Issue #2242, opened 2017-09-07
Don't show scenario pagination arrows if all scenarios are already shown on page


ajrobbins:
Currently, the compare view pagination arrows are on screen at all times. We should make it so they don't show unless there are more scenarios than the 3 that is our pagination limit.

Issue #2236, opened 2017-09-07
Compare View Revamp: Dynamic Minimum Visible Scenarios


rajadain:
Currently, the minimum number of visible scenarios is [hard-coded to 3](https://github.com/WikiWatershed/model-my-watershed/blob/a22aef004c78d1e9c9849250aa3a707eea77c63a/src/mmw/js/src/compare/models.js#L10). This makes certain interactions awkward, such as this sliding even when all the scenarios fit comfortably in view:

![2017-09-07 13 29 23](https://user-images.githubusercontent.com/1430060/30176559-d82b8c5e-93d0-11e7-92fe-bfd198a20e09.gif)

Make it so the minimum number of visible scenarios is calculated dynamically based on how many can fit in the visible window.

PR #2301, opened 2017-09-26
Show compare pagination buttons only if > 5 scenarios

kellyi:
## Overview

This PR updates the compare view to show the pagination buttons only if there are more than the minimum number of scenarios -- a value which is currently set to 3.

(And was adjusted to 5 for this PR!)

Connects #2242 

### Demo

screen shot 2017-09-26 at 2 28 00 pm

->

screen shot 2017-09-26 at 2 28 13 pm

## Testing Instructions
- get this branch, bundle, then create a TR-55 project
- create one new scenario, then launch compare view and verify that you don't see the pagination buttons
- create another new scenario, then launch compare view and verify that you do see the pagination buttons and that they work as before
- delete one scenario, launch compare again, and verify that you don't see the pagination buttons

### DIFF
--- a/src/mmw/js/src/compare/models.js
+++ b/src/mmw/js/src/compare/models.js
@@ -7,7 +7,7 @@ var _ = require('lodash'),
 
 var CHART = 'chart',
     TABLE = 'table',
-    MIN_VISIBLE_SCENARIOS = 3,
+    MIN_VISIBLE_SCENARIOS = 5,
     CHART_AXIS_WIDTH = 82,
     COMPARE_COLUMN_WIDTH = 134;
 
--- a/src/mmw/js/src/compare/views.js
+++ b/src/mmw/js/src/compare/views.js
@@ -66,16 +66,21 @@ var CompareWindow2 = modalViews.ModalBaseView.extend({
             prevButton = this.ui.prevButton,
             nextButton = this.ui.nextButton;
 
-        if (i < 1) {
-            prevButton.removeClass('active');
+        if (total <= minScenarios) {
+            prevButton.hide();
+            nextButton.hide();
         } else {
-            prevButton.addClass('active');
-        }
+            if (i < 1) {
+                prevButton.removeClass('active');
+            } else {
+                prevButton.addClass('active');
+            }
 
-        if (i + minScenarios >= total) {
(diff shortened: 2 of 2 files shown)


rajadain:
Instead of this, I would vote for the arrow buttons to only be shown if "active". Thus, when at the left-most position, the left arrow should not be seen at all.

Also, I think we should up the minimum number of displayed scenarios to 4 or 5. What's the smallest screen we expect our users to have?

/cc @jfrankl @ajrobbins

rajadain:
> In addition, instead of making the sliding buttons "inactive" when they are no longer clickable, consider just hiding them.

Looks like this bit is already in #2236, so let's not do that here.

Also, the iPad Mini and the iPad have the same resolution, so if 5 works on a regular let's go with that, because it'll work the same on the Mini.

kellyi:
Just to clarify: should I go to 4 or 5 for the MIN_SCENARIOS? Seems like 5 but just want to confirm.

ajrobbins:
5 it is!

rajadain:
Actually, let's do 4. Just tested on iPad landscape:

image

iPad portrait:

image

rajadain:
If we want to support iPad portrait, we can also leave it at 3.

ajrobbins:
No portrait

rajadain:
In that case, we can go with five, since that fits:

image

ajrobbins:
Where did you get this image https://user-images.githubusercontent.com/1430060/30881959-7c031a3c-a2d5-11e7-9897-916986a6dd24.png?

rajadain:
Took a screenshot from my iOS Simulator running iPad 2

caseycesari:
Sorry! I somehow missed this assignment. Will take a look now.

caseycesari:
Not sure I'm following the conversation here correctly, or if the description has been updated, but I'm seeing active buttons with 4 scenarios:

image

caseycesari:
Doesn't have to be addressed here, but we should consider dropping the focus highlight from the buttons:

image

kellyi:
> I'm seeing active buttons with 4 scenarios

Looking into this.

kellyi:
Thanks! Going to merge this one in.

---+---

• [EXERCISE AIM]
Could you copy out every record above exactly as it appears?

• [OUTPUT FOR THIS TASK]
Issue #2242, opened 2017-09-07
Don't show scenario pagination arrows if all scenarios are already shown on page


ajrobbins:
Currently, the compare view pagination arrows are on screen at all times. We should make it so they don't show unless there are more scenarios than the 3 that is our pagination limit.

Issue #2236, opened 2017-09-07
Compare View Revamp: Dynamic Minimum Visible Scenarios


rajadain:
Currently, the minimum number of visible scenarios is [hard-coded to 3](https://github.com/WikiWatershed/model-my-watershed/blob/a22aef004c78d1e9c9849250aa3a707eea77c63a/src/mmw/js/src/compare/models.js#L10). This makes certain interactions awkward, such as this sliding even when all the scenarios fit comfortably in view:

![2017-09-07 13 29 23](https://user-images.githubusercontent.com/1430060/30176559-d82b8c5e-93d0-11e7-92fe-bfd198a20e09.gif)

Make it so the minimum number of visible scenarios is calculated dynamically based on how many can fit in the visible window.

PR #2301, opened 2017-09-26
Show compare pagination buttons only if > 5 scenarios

kellyi:
## Overview

This PR updates the compare view to show the pagination buttons only if there are more than the minimum number of scenarios -- a value which is currently set to 3.

(And was adjusted to 5 for this PR!)

Connects #2242 

### Demo

screen shot 2017-09-26 at 2 28 00 pm

->

screen shot 2017-09-26 at 2 28 13 pm

## Testing Instructions
- get this branch, bundle, then create a TR-55 project
- create one new scenario, then launch compare view and verify that you don't see the pagination buttons
- create another new scenario, then launch compare view and verify that you do see the pagination buttons and that they work as before
- delete one scenario, launch compare again, and verify that you don't see the pagination buttons

### DIFF
--- a/src/mmw/js/src/compare/models.js
+++ b/src/mmw/js/src/compare/models.js
@@ -7,7 +7,7 @@ var _ = require('lodash'),
 
 var CHART = 'chart',
     TABLE = 'table',
-    MIN_VISIBLE_SCENARIOS = 3,
+    MIN_VISIBLE_SCENARIOS = 5,
     CHART_AXIS_WIDTH = 82,
     COMPARE_COLUMN_WIDTH = 134;
 
--- a/src/mmw/js/src/compare/views.js
+++ b/src/mmw/js/src/compare/views.js
@@ -66,16 +66,21 @@ var CompareWindow2 = modalViews.ModalBaseView.extend({
             prevButton = this.ui.prevButton,
             nextButton = this.ui.nextButton;
 
-        if (i < 1) {
-            prevButton.removeClass('active');
+        if (total <= minScenarios) {
+            prevButton.hide();
+            nextButton.hide();
         } else {
-            prevButton.addClass('active');
-        }
+            if (i < 1) {
+                prevButton.removeClass('active');
+            } else {
+                prevButton.addClass('active');
+            }
 
-        if (i + minScenarios >= total) {
(diff shortened: 2 of 2 files shown)


rajadain:
Instead of this, I would vote for the arrow buttons to only be shown if "active". Thus, when at the left-most position, the left arrow should not be seen at all.

Also, I think we should up the minimum number of displayed scenarios to 4 or 5. What's the smallest screen we expect our users to have?

/cc @jfrankl @ajrobbins

rajadain:
> In addition, instead of making the sliding buttons "inactive" when they are no longer clickable, consider just hiding them.

Looks like this bit is already in #2236, so let's not do that here.

Also, the iPad Mini and the iPad have the same resolution, so if 5 works on a regular let's go with that, because it'll work the same on the Mini.

kellyi:
Just to clarify: should I go to 4 or 5 for the MIN_SCENARIOS? Seems like 5 but just want to confirm.

ajrobbins:
5 it is!

rajadain:
Actually, let's do 4. Just tested on iPad landscape:

image

iPad portrait:

image

rajadain:
If we want to support iPad portrait, we can also leave it at 3.

ajrobbins:
No portrait

rajadain:
In that case, we can go with five, since that fits:

image

ajrobbins:
Where did you get this image https://user-images.githubusercontent.com/1430060/30881959-7c031a3c-a2d5-11e7-9897-916986a6dd24.png?

rajadain:
Took a screenshot from my iOS Simulator running iPad 2

caseycesari:
Sorry! I somehow missed this assignment. Will take a look now.

caseycesari:
Not sure I'm following the conversation here correctly, or if the description has been updated, but I'm seeing active buttons with 4 scenarios:

image

caseycesari:
Doesn't have to be addressed here, but we should consider dropping the focus highlight from the buttons:

image

kellyi:
> I'm seeing active buttons with 4 scenarios

Looking into this.

kellyi:
Thanks! Going to merge this one in.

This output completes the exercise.